Assignment:
Pick each line containing the word "fromIds" out of the data below.

%%

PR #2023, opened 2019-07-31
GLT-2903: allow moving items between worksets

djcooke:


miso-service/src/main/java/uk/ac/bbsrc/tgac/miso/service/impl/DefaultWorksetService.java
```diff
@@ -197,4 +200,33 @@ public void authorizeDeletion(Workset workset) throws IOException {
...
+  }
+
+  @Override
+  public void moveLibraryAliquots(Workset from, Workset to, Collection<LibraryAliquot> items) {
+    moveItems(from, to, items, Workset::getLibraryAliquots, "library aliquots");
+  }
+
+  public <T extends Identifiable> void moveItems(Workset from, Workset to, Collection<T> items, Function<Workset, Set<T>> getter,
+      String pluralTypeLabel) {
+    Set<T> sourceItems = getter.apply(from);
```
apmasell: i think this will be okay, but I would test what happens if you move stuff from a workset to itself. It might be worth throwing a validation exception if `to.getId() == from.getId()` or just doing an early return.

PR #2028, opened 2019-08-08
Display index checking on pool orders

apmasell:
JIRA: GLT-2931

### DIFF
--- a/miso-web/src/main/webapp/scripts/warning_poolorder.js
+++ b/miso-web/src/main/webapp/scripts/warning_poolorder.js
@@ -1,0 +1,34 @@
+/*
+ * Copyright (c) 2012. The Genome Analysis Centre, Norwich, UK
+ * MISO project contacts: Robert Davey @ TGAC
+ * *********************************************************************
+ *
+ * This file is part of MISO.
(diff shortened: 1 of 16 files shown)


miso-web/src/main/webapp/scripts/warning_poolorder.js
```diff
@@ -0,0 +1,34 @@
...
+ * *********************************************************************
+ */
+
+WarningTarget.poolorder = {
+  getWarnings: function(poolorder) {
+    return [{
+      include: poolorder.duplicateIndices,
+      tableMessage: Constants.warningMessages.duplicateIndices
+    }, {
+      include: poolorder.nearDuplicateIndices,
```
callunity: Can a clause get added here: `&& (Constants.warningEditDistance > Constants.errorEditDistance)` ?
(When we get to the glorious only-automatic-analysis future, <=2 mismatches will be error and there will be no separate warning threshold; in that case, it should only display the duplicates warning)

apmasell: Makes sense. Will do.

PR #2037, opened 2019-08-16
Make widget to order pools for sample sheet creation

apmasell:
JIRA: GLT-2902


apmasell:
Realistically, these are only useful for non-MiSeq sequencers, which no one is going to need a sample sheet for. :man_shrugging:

%%
%%

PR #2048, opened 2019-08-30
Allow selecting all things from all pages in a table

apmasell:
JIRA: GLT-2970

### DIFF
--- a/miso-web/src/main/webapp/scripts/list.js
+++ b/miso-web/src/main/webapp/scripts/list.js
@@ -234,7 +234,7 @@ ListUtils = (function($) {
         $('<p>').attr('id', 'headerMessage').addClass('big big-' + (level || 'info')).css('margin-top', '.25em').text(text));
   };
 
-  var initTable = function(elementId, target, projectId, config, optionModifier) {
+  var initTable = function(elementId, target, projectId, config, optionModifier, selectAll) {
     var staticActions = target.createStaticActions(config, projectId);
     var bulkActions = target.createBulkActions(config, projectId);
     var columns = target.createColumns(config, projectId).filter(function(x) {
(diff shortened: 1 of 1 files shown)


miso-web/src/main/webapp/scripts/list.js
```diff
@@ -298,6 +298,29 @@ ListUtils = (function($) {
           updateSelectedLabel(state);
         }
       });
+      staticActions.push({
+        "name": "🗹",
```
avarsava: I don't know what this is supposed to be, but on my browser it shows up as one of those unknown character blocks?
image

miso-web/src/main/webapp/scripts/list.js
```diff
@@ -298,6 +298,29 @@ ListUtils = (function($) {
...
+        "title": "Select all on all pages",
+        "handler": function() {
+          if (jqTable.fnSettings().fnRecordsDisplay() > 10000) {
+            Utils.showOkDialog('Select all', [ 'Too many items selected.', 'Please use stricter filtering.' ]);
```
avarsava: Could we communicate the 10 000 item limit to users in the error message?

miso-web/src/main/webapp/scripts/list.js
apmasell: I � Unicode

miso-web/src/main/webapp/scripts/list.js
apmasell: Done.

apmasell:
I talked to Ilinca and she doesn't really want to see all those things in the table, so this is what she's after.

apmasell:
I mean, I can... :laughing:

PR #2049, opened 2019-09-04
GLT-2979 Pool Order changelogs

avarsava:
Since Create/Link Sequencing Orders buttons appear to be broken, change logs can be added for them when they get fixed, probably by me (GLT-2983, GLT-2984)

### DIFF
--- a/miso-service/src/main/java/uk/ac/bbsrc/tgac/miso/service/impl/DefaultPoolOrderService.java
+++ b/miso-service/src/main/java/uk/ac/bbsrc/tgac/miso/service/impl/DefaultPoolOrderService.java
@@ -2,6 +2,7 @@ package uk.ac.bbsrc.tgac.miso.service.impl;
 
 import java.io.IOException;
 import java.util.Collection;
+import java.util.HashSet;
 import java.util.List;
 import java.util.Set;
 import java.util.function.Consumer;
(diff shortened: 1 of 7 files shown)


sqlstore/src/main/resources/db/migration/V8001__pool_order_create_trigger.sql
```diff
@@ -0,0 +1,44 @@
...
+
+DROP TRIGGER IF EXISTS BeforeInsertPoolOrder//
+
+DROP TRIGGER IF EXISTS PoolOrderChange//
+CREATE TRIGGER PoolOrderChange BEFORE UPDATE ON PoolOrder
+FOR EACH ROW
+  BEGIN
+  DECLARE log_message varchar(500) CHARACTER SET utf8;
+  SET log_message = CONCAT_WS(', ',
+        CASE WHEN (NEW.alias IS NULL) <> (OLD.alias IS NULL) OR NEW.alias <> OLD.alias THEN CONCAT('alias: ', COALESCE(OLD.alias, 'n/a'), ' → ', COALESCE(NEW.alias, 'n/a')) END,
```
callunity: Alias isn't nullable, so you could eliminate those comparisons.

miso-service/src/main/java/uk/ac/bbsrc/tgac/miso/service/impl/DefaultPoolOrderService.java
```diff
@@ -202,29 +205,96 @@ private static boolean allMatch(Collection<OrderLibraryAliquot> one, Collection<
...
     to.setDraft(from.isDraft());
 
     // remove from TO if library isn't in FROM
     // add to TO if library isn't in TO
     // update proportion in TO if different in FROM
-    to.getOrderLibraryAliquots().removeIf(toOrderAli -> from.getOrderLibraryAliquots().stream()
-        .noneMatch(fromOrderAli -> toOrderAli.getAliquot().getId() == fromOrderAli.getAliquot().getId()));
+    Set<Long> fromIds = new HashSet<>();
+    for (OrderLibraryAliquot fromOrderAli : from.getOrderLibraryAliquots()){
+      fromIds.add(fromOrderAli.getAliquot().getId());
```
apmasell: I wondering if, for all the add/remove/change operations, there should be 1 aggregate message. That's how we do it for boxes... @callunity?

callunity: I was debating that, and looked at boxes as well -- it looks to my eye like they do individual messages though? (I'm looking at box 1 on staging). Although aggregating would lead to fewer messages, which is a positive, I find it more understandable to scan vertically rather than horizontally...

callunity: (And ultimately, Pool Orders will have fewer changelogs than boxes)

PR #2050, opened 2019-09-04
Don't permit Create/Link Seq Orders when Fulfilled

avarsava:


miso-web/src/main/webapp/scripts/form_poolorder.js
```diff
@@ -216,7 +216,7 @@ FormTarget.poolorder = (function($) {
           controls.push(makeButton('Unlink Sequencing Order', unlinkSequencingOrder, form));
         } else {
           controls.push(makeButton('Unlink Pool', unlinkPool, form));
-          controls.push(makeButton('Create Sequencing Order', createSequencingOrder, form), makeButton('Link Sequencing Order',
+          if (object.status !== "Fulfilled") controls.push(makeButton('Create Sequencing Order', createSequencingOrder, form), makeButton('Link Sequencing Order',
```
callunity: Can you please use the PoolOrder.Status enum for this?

%%
%%

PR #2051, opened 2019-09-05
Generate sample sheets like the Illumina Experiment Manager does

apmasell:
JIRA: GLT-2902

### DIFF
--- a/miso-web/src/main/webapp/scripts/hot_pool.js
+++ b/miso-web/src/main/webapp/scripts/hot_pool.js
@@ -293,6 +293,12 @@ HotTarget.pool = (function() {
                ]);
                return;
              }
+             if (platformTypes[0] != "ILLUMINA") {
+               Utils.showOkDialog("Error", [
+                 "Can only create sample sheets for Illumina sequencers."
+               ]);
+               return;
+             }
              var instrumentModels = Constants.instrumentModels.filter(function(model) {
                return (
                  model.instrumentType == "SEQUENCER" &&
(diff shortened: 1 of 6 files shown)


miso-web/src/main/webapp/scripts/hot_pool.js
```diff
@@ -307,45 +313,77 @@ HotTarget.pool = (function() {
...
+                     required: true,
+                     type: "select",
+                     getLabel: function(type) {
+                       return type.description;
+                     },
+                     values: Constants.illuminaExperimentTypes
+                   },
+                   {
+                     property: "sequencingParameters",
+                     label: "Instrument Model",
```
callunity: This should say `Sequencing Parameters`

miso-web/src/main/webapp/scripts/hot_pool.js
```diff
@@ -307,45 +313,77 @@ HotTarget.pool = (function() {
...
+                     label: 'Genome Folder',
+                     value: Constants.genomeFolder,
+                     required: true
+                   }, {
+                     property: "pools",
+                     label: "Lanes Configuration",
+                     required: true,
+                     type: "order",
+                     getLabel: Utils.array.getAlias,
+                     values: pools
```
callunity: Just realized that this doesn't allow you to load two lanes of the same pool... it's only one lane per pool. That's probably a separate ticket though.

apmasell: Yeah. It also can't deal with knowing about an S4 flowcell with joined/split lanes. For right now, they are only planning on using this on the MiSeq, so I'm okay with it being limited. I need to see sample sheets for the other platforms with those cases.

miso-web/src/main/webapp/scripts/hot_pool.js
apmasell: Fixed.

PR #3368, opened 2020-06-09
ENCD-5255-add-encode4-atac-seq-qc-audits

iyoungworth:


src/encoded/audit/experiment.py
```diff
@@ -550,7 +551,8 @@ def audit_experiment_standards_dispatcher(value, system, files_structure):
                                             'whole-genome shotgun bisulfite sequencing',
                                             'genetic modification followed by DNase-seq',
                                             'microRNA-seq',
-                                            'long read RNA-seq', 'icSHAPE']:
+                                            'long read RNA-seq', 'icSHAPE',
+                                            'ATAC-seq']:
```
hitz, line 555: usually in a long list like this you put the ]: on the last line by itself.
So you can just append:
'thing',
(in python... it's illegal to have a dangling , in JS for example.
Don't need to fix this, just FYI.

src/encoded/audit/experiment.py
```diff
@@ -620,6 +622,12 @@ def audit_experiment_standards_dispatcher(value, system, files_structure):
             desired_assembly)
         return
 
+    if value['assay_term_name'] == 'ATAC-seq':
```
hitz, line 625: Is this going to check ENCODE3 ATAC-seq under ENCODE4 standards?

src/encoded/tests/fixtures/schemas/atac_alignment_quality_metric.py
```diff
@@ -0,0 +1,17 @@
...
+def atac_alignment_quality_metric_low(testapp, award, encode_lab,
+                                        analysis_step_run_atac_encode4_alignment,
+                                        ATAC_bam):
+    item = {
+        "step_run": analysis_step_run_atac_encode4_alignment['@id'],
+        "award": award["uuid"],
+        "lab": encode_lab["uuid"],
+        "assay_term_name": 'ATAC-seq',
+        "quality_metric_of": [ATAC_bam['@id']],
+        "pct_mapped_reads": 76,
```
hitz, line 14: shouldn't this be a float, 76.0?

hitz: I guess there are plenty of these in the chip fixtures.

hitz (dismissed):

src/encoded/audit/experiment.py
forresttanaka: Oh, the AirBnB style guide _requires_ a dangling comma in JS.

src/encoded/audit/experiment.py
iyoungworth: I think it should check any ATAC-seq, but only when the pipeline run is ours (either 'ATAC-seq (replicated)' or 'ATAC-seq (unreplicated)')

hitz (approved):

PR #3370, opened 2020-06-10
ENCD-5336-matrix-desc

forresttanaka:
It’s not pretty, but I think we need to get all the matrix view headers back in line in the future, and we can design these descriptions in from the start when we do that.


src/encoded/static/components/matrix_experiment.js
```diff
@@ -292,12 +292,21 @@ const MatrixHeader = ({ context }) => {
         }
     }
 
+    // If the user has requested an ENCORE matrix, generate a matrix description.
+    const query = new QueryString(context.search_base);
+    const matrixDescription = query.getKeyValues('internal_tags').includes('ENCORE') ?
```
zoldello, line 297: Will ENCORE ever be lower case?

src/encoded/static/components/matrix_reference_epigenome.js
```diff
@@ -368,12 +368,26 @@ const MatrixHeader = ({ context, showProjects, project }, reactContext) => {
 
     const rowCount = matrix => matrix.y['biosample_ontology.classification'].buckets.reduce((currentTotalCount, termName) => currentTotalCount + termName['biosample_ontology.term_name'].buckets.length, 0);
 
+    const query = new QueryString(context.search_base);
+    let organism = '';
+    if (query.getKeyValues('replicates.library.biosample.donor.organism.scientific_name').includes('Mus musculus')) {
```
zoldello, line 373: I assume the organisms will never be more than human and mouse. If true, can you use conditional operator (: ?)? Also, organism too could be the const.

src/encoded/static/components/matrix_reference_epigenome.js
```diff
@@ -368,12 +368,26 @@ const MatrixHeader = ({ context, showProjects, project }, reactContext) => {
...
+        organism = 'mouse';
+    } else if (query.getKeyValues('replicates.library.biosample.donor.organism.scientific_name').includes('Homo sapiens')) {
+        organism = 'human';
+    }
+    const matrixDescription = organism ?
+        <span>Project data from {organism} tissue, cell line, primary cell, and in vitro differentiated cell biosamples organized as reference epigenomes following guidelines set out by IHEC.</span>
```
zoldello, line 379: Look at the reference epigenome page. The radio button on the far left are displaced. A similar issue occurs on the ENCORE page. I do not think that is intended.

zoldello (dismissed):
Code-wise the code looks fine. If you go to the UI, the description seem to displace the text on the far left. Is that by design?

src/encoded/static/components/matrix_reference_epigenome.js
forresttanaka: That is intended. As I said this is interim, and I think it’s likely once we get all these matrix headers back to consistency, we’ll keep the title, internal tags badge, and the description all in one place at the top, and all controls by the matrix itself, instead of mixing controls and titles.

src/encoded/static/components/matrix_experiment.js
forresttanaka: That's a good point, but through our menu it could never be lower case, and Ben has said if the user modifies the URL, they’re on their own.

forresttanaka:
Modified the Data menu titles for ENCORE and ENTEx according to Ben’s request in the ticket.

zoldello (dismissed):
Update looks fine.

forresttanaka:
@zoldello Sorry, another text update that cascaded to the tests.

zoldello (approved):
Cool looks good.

%%

Written answer:
+    Set<Long> fromIds = new HashSet<>();
+      fromIds.add(fromOrderAli.getAliquot().getId());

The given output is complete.